Gold prices and financial stability

Aarati Krishnan | Updated on November 14, 2017

Much of the country’s hoard of gold lies, not with the central bank or even thebanking system, but with the ordinary households.

In India's case, financial market stability actually improves when gold prices fall, says an RBI research paper.

Has gold as a safe haven turned into a bubble? More importantly, if that bubble pops, would the Indian financial system be at risk? These weighty questions are addressed by RBI staffers, Rabi N. Mishra and G. Jagan Mohan, in their recent working paper “Gold prices and Financial Stability in India” (

The researchers used econometrics to analyse gold's relationships with other variables, studying data spanning two decades. At the end of it, they say there is no conclusive evidence that gold prices are in bubble territory. But they do point out that gold prices have been behaving quite strangely since 2003.

Overall, however, they reach the comforting conclusion that even if gold prices were to fall, this wouldn't pose a serious risk to the Indian financial system.

First, the authors use statistical analysis to prove that it is international gold prices and the (rupee-dollar) exchange rate that exert maximum influence on Indian bullion prices.

This is explained by two factors. India imports much of its gold requirements and the de-regulation of gold imports has made sure that much of it today flows in through official channels.

Break from the past

Now, if Indian gold prices merely move in step with global prices, what are the factors that sway global gold prices? Well, these have kept changing.

Analysing gold's relationship with other financial market variables, the authors conclude that prior to 2003, stock prices, global inflation levels and the dollar were the biggest factors affecting international gold price movements.

At that time, gold proved a good long-term inflation hedge and usually moved in the opposite direction to the stock markets.

But post-2003, these traditional relationships have been breaking down. In this period, global inflation rates alone have influenced gold prices.

For shorter periods, even inflation isn't a factor; it is gyrations in the US dollar that are impacting gold prices more than any other variable.

From this, the authors surmise that “perhaps the unabated rise in international gold prices since 2003… are a result of panic buying”.


So if gold prices are indeed behaving unusually, are they in the bubble territory? There are no clear answers.

After all, the very definition of a bubble requires one to prove that an asset price has shot up far beyond its intrinsic worth.

Now gold, unlike stocks or bonds, does not yield any regular cash flows to people who own it, thus defying conventional measures of intrinsic worth.

The authors sidestep this problem by looking at gold's value in relation to other assets. They find that, over the last five years, gold has become more expensive relative to a range of other assets — the US stock market, global commodities index, crude oil or gold mining companies.

A unit of all these assets today will buy less gold than it did a few years ago.

So what?

Okay, assuming that the recent rise in gold prices isn't easily explained, what will be the impact on India's financial system if gold prices tumble?

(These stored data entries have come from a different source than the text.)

PR #80, opened 2026-04-21
[Test] Port exp_f32 tests to new driver

hdelassus:
This converts the FP32 exponential tests to use the new test driver, and lays the foundation to convert other unary functions tests using similar patterns. To match the style of the existing tests style, I have split the original tests into one for each extension used by the different kernels. The `test/math/unary_f32.[ch]` sources provide common FP32 unary function harness types and functions that can be shared between different kernels.

* CMakeLists.txt: Remove legacy test.
* include/skl-ref.h: Add FP32 and FP16 reference kernels.
* ref/CMakeLists.txt: Add sources to the build.
* ref/exp/exp_f16.c,
* ref/exp/exp_f16.h,
* ref/exp/exp_f32.c,
* ref/exp/exp_f32.h: New files.
* test/CMakeLists.txt: Add new tests.
* test/README.md: Fix typos.
* test/exp/exp_f32.c: Delete.
* test/exp/exp_f32_xsfvfexp32e.c,
* test/exp/exp_f32_xsfvfexpa.c,
* test/exp/exp_f32_zve32f.c: New tests.
* test/math/unary_f32.c,
* test/math/unary_f32.h: Generic harness for FP32 unary functions.
* test/skl-test-driver.h: Add utility functions for test harnesses.


test/exp/exp_f32_xsfvfexp32e.c
```diff
@@ -0,0 +1,55 @@
...
+static skl_test_suite_t suite = {.name = "skl_exp_f32_xsfvfexp32e",
+                                 .num_tests = sizeof(tests) / sizeof(tests[0]),
+                                 .test_size = sizeof(unary_f32_t),
+                                 .tests = tests};
+
+static void execute(skl_test_t *t) {
+  unary_f32_t *h = (unary_f32_t *)t->harness;
+  unary_func_t func = h->func;
+  func(h->ctx.b, h->a.data, h->a.len);
+}
```
ebavier: It seems like this function is not used?  The `unary_f32_execute` function from the harness is in `steps`.

test/exp/exp_f32_xsfvfexp32e.c
```diff
@@ -0,0 +1,55 @@
...
+
+unary_f32_t tests[] = {
+#if defined(__riscv_xsfvfexp32e)
+#if defined(SKL_ENABLE_BENCHMARKS)
+    FUNCTION_BENCHMARKS(skl_exp_2p398u0alt64ainf_f32_xsfvfexp32e,
+                        -0x1.fffffep5f, 0x1.fffffep5f),
+    FUNCTION_BENCHMARKS(skl_exp_5p32u_f32_xsfvfexp32e, MIN, MAX),
+#endif
+#if defined(SKL_ENABLE_TESTS)
+    FUNCTION_TESTS(skl_exp_2p398u0alt64ainf_f32_xsfvfexp32e, -0x1.fffffep5f,
```
ebavier: We don't know here what scalar reference function will be run.  And since `skl_abs_error_ulp` compares `float` inputs, the error returned will most often be an integer (unless values cross a binade).  I think this means that the tolerance needs to be something like `floor(u_f + u_r)` if `u_f` is the max ulp error of the function under test and `u_r` is the max ulp error of the reference function.  E.g. if the reference `expf` is from Newlib, we need `floor(2.398 + 0.911) -> 3`?

test/math/unary_f32.c
```diff
@@ -0,0 +1,92 @@
...
+
+  float ulp = 0.f;
+  for (size_t i = 0; i < h->a.len; ++i) {
+    float Y = h->ctx.b[i];
+    float y = h->ctx.ref[i];
+    float err = skl_abs_error_ulp_f32(Y, y);
+    if (err > max)
+      SKL_TEST_LOG(t, SKL_TEST_LOG_ERROR,
+                   "[%4d]: %15.6a %15.6a : %.4g ulp [bound = %.4g ulp]\n", i, Y,
+                   y, err, max);
```
ebavier: - Would it make any sense to limit the number of error messages printed?
- In the case of a failure is there enough information printed to isolate the test case?
- Do we know if `printf` will always have support for `%f` and `%g`?

test/math/unary_f32.c
```diff
@@ -0,0 +1,92 @@
...
+  unary_f32_t *h = (unary_f32_t *)t->harness;
+  // Allocate buffers
+  SKL_TEST_BUF_CREATE(t, float, &h->a);
+  h->ctx.b = malloc(h->a.len * sizeof(float));
+  if (!h->ctx.b)
+    t->status.init_status = SKL_TEST_FAIL;
+  if (h->steps.verify) {
+    h->ctx.ref = malloc(h->a.len * sizeof(float));
+    if (!h->ctx.ref)
+      t->status.init_status = SKL_TEST_FAIL;
```
ebavier: How about checking `h->ctx.b` and `h->ctx.ref` at the end, so that that `t->status.init_status` is set just once?

test/exp/exp_f32_xsfvfexpa.c
```diff
@@ -0,0 +1,49 @@
...
+#if defined(__riscv_xsfvfexpa)
+#if defined(SKL_ENABLE_BENCHMARKS)
+    FUNCTION_BENCHMARKS(skl_exp_1u_f32_xsfvfexpa, MIN, MAX),
+    FUNCTION_BENCHMARKS(skl_exp_1p0002ugen5d639eP6s0_f32_xsfvfexpa,
+                        -0x1.5d639ep6f, +89.f),
+#endif
+#if defined(SKL_ENABLE_TESTS)
+    FUNCTION_TESTS(skl_exp_1u_f32_xsfvfexpa, MIN, MAX, 1.0f),
+    FUNCTION_TESTS(skl_exp_1p0002ugen5d639eP6s0_f32_xsfvfexpa, -0x1.5d639ep6f,
+                   +89.f, 1.0002f),
```
ebavier: Maybe `MAX` here in place of `+89.f`?

test/exp/exp_f32_xsfvfexp32e.c
```diff
@@ -0,0 +1,55 @@
...
+
+#define MIN (-104.f)
+#define MAX (+89.f)
+
+#define FUNCTION_TESTS(FUN, MIN, MAX, ULP)                                     \
+  {TEST,           .ref_func = skl_exp_f32_ref, .func = (FUN), .a.min = (MIN), \
+   .a.max = (MAX), .ctx.max_err = (ULP)}
+
+#define FUNCTION_BENCHMARKS(FUN, MIN, MAX)                                     \
+  {BENCH, .func = (FUN), .a.min = (MIN), .a.max = (MAX)}
```
ebavier: These macros are nice.  Too bad they're replicated in each extension's source.
Previous `exp` tester lumped all extensions together, selectively enabling parts depending both on availability and configuration macros.

test/exp/exp_f32_xsfvfexp32e.c
```diff
@@ -0,0 +1,55 @@
...
+
+unary_f32_t tests[] = {
+#if defined(__riscv_xsfvfexp32e)
```
ebavier: Based on the guard at the top of the file, we know here that `__riscv_xsfvfexp32e` _will_ be defined.

test/math/unary_f32.h
```diff
@@ -0,0 +1,63 @@
...
+ *  - Expected maximum numerical error of the result
+ *  - The kernel function to test
+ */
+
+#include "skl-test-driver.h"
+#include <stddef.h>
+#include <stdint.h>
+
+// Type of SKL unary functions
+typedef void (*unary_func_t)(float *, const float *, size_t);
```
ebavier: For consistency, maybe best to have `f32` somewhere in this function type's name?   Otherwise the name might clash at some point with an `f16` unary function type.

test/math/unary_f32.c
```diff
@@ -0,0 +1,92 @@
...
+}
+
+void unary_f32_verify(skl_test_t *t) {
+  unary_f32_t *h = (unary_f32_t *)t->harness;
+
+  // The ulp tolerance for this test.
+  float max = h->ctx.max_err;
+
+  // Compute the reference result
+  skl_exp_f32_ref(h->ctx.ref, h->a.data, h->a.len);
```
ebavier: Do we need to check whether input data is still intact (e.g. not clobbered by an out-of-bounds write) before computing a reference result?  Or will that be left to ASAN tests to check?

test/math/unary_f32.c
```diff
@@ -0,0 +1,92 @@
+// Copyright 2026 SiFive, Inc.
+// SPDX-License-Identifier: Apache-2.0
+
+/**
+ * @brief Implementation of the exp_f32 test harness.
```
ebavier:
```suggestion
 * @brief Generic test harness for f32 unary element-wise functions.
```

test/math/unary_f32.c
```diff
@@ -0,0 +1,92 @@
...
+ *
+ * This file defines all harness functions _except_ `skl_test_execute`, which is
+ * defined in the test file (e.g. skl_exp_f32_zve32f.c).
```
ebavier:
```suggestion
```

ref/exp/exp_f32.h
```diff
@@ -0,0 +1,29 @@
...
+
+/**
+ * @brief Reference FP32 Exponential function.
+ *
+ * @param out - Array of output elements.
+ * @param in - Array of input elements.
+ * @param n - Number of elements to process.
+ *
+ * Computes the exponential function e^x.
+
```
ebavier:
```suggestion
 *
```

ref/exp/exp_f16.h
```diff
@@ -0,0 +1,29 @@
...
+
+/**
+ * @brief Reference FP16 Exponential function.
+ *
+ * @param out - Array of output elements.
+ * @param in - Array of input elements.
+ * @param n - Number of elements to process.
+ *
+ * Computes the exponential function e^x.
+
```
ebavier:
```suggestion
 *
```

ebavier (changes requested):

test/math/unary_f32.h
```diff
@@ -0,0 +1,63 @@
...
+  // Configurable parameters
+  unary_func_t ref_func; // The reference function
+  unary_func_t func;     // The function to test
+
+  // Buffer generation settings
+  SKL_TEST_BUFFER(float) a;
+
+  // Derived parameters and buffers (private to the test harness)
+  struct {
+    float *b;      // result buffer
```
Aaron-Hutchinson: Wouldn't it be clearer to rename `a` and `b` to `in` and `out`? I thought we had agreed to standardize these names at some point.

test/skl-test-driver.h
Aaron-Hutchinson, line 1: The functions being added here aren't relevant to the driver interface, so I don't think they belong in this file. Arguably some of the existing content shouldn't be placed there either. Maybe we should make a new `skl-test-utils.h` header, or re-use the existing `skl-test.h`. What do you guys think?

test/elementwise/unary_f32.c
Aaron-Hutchinson, line 1: The directory name `math` seems a bit too general. How about `elementwise` or just `unary`? Not sure what else you planned to go in there.

test/CMakeLists.txt
```diff
@@ -89,3 +89,24 @@ skl_add_test(
   "xsfmm32a32f"
   ""
 )
+skl_add_test(
```
Aaron-Hutchinson, line 120: I think the consensus among the PRs is to sort these calls alphabetically by the first argument.

test/exp/exp_f32_xsfvfexp32e.c
hdelassus: Oops, that's a leftover from refactoring. Thanks for catching it!

test/exp/exp_f32_xsfvfexp32e.c
hdelassus: Updated. Probably need the same for other source files.

test/math/unary_f32.c
hdelassus: * In some cases, I would think so. Do you think we should have a hardcoded maximum? 10 sounds reasonable to me, but we could also make it a configurable value in each test harness.
* Technically, I think so (as long as the PRNG seed is constant), but practically, not so much. Printing the input would be valuable, I think.
* I think `%f` and `%g` are supported with all C89-compliant libcs. The `%a` specifier might not be supported in some Newlib builds ([since 2007](https://sourceware.org/git/?p=newlib-cygwin.git;a=commitdiff;h=0962fe9178a40c8410d5f1497bb1966f0db66d6d), those built without `_WANT_IO_C99_FORMATS`), but I don't know if there is a way to know this at runtime.

ebavier: E.g. when multiple `exp` functions are run in a suite, is it possible to know which function an error belongs to?

test/exp/exp_f32_xsfvfexp32e.c
hdelassus: I'd like to ask @Aaron-Hutchinson what he thinks of this. We could certainly share more code among each test, or merge different kernel tests as it was done before, but I don't know if that would match the intent of the new test driver?

test/math/unary_f32.c
hdelassus: I would think OOB reads or writes are best left for ASAN to check? I'm open to discussion.

test/math/unary_f32.h
hdelassus: I'm a bit confused because the FP32 GEMM test harness uses `a`, `b`, `c`, and `ref_c`. Did I miss something?

test/elementwise/unary_f32.c
hdelassus: `elementwise` sounds fine.
@ebavier any thoughts or suggestions?

test/skl-test-driver.h
hdelassus: Yes, I agree. A new file would perhaps be best, as `skl-test.h` is eventually going to be deleted. If we go that way, I'd prefer to address this as a small refactoring in a subsequent PR.

test/elementwise/unary_f32.c
ebavier: `elementwise` seems good to me, then we could conceivably have `binary_f32.c` etc at some point.

test/exp/exp_f32_xsfvfexp32e.c
Aaron-Hutchinson: I think the tests for each RISC-V extension should be kept in separate files, as the CMake infrastructure kind of expects it that way, and it would be more consistent with other test directories. I'm totally fine with reusing code through a shared header, although the driver header is probably not the right place for it.

test/math/unary_f32.h
Aaron-Hutchinson: Sorry I wasn't clear. GEMM uses a, b, c because they are the standard names for that kernel (originating from BLAS I believe). I vaguely recall an internal, informal conversation about parameter names for elementwise functions, which I think proposed to use `in` and `out` in the API, and it seems logical for the test here to match those names.

test/skl-test-driver.h
Aaron-Hutchinson: I'm fine with that. This likely also has crossover with the discussion in #74, where some examples may also want to reuse some of these utility functions. We can probably address all of this at once.

test/math/unary_f32.h
ebavier: We have:
```
  in /  out : exp, logistic, silu
 src /  dst : gelu
pSrc / pDst : cvt
```
so there's not yet a single pair of names that would match all.

Aaron-Hutchinson: Oh. I guess this was some cleanup that we never addressed then. We should probably come up with a standard and enforce it throughout.

test/math/unary_f32.c
hdelassus: I added the tested function name to each test report, so that both tests and benchmarks identify which function was executed.

test/math/unary_f32.h
hdelassus: I used `in` / `out` for now and we'll do a refactoring pass once we have a naming convention.

test/elementwise/unary_f32.c
hdelassus: Renamed it.

test/elementwise/unary_f32.c
```diff
@@ -0,0 +1,94 @@
...
+
+#define INFO(fmt, ...) SKL_TEST_LOG(t, SKL_TEST_LOG_INFO, fmt, __VA_ARGS__)
+
+  INFO("Function: %s\n", h->func_name);
+  if (h->steps.verify) {
+    INFO("N: %zd\n", h->in.len);
+    INFO("Max ulp: %.3f\n", h->ctx.max_err);
+  }
+
+  if (h->steps.warmup) {
```
Aaron-Hutchinson: I guess this condition wrapper is trying to detect whether performance reporting is desired? What if you want to measure performance without cache warming?

Aaron-Hutchinson (dismissed):
The harness structure looks great to me. I defer to @ebavier's review for the exp specifics.

test/elementwise/unary_f32.c
hdelassus: Is there a way in place in the test driver to determine if a test is actually a benchmark?
I don't know if we would actually want to measure performance without a warmup run, but I'm ok with using a better check.

test/CMakeLists.txt
hdelassus: Sorted.

test/elementwise/unary_f32.c
ebavier: How about checking for `h->steps.verify == NULL` or `!= NULL`?  Maybe not intended that way, but I assume most benchmarks will not be verified, whereas all tests will?

hdelassus: LGTM!

Aaron-Hutchinson: No, the driver itself has no concept of test vs benchmark since a single "test" could in theory perform both verification and performance measurement.

In the GEMM harness I just always printed the performance information to avoid this problem altogether. For GEMM we tune around a cold cache, so there it makes sense to not assume a warmup. Not sure if it's different here.

Aaron-Hutchinson (approved):

ebavier (approved):
LGTM now! Things came together pretty well, thanks for working through the feedback!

Tracing the history of asset bubbles, the paper observes that the popping of bubbles impacts the economy as a whole, only under certain conditions. One, if the asset is held by key cogs in the financial system — like banks. Two, if price rise is fuelled by increase in money supply, credit and leverage.

On these counts, the authors conclude that India does not face much systemic risk from gold price correction. They substantiate this claim by devising a measure called Financial Market Stability Indicator.

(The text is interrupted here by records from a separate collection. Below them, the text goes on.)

Issue #2, opened 2022-12-23
Configure app for auto deploys from GitHub


apbendi:
- [ ] Should build and deploy preview when a PR is opened
- [ ] Should build and deploy to production from the `master` branch when a PR is merged

PR #5, opened 2023-01-02
Main page scaffold

### LINKED ISSUE #4: Scaffold Out Basic Initial UI
Take an initial pass laying out the basic UI. Add components for recipient, token selection, amount, and "Shield" button. UI should approximate the [Umbra send page](https://app.umbra.cash/send). Add 1-2 tokens loaded from a hardcoded [token list](https://uniswap.org/blog/token-lists).

alexkeating:
#### Description

Added form fields for the initial UI with Chakra. I chose Chakra because its comprehensive component library will allow us to build more quickly with less upfront effort relative to styled components. Also, be aware there are a few placeholders for some things we will need in the future such as a logo and theme color scheme.

Closes #4


package.json
```diff
@@ -9,8 +9,12 @@
     "lint": "next lint"
   },
```
wildmolasses, line 10: can we pin node/yarn versions via volta? shall we try yarn 3?

yarn.lock
```diff
@@ -2,6 +2,13 @@
 # yarn lockfile v1
 
 
+"@babel/code-frame@^7.0.0":
```
wildmolasses, line 5: happy we are using yarn over npm; README still references npm, can we correct it?

pages/index.tsx
```diff
@@ -1,83 +1,88 @@
...
+import {
+  FormControl,
+  FormLabel,
+  FormErrorMessage,
+  FormHelperText,
+} from "@chakra-ui/form-control";
+import type { NextPage } from "next";
+import Head from "next/head";
+
+const exampleTokenList = [
```
wildmolasses, line 14: is there any sense in trying to componentize more of this index page? reluctant to over-engineer given that it's an SPA, curious for your thoughts @alexkeating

Analysing the impact of gold price changes on this aggregate measure, they find that in India's case, financial market stability actually rises when gold prices fall.

This is explained thus. Most of the country's hoard of gold is lying, not with the central bank or even the banking system, but with the ordinary retail households. If gold prices correct, these households may actually re-allocate money to more productive assets such as the stock market or bank deposits.

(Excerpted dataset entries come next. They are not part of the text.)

PR #25, opened 2023-01-05
Add ci

### LINKED ISSUE #7: Setup CI that runs prettier, linter, builds and deploys the app.
"Good call, can you create an issue to setup CI that runs prettier/linters/builds the app? We can add tests too of course once we have that. Up to you whether to adds this on as part of https://github.com/ScopeLift/railgun-shielder/issues/2 and do that early, or to handle it separately from the deployments"

_Originally posted by @mds1 in https://github.com/ScopeLift/railgun-shielder/pull/5#discussion_r1060998876_

alexkeating:
#### Description

1. Add prettier and eslint
2. Add a ci to check lint, build and  format

Closes #7


.github/workflows/ci.yaml
```diff
@@ -0,0 +1,26 @@
+name: CI
+
+on:
+  pull_request:
+    branches:
+      - "main"
+  push:
+    branches:
+      - "main"
```
mds1, line 9: Nit, recommend using these triggers. The main difference is running on all PRs (sometimes we'll merge one branch into another), and ability to manually dispatch the workflow if needed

Good as it is, the paper leaves some questions unanswered. Thus, why has the study relied so much on global statistics on gold? Surely, it would be more authentic if it used Indian data on gold ownership and buying patterns, as also investment demand, to substantiate its points on systemic risk.

And what about the gold loan industry which has been growing by leaps and bounds in recent years?

Yes, Indian banks may not directly hold much gold today. But they are lining up significant forays into the highly profitable gold lending business.

In doing this, they are taking a leaf out of the books of large NBFCs, which have popularised organised gold lending.

As more Indian households opt to monetise their gold holdings through these means, will falling gold prices pose a systemic risk?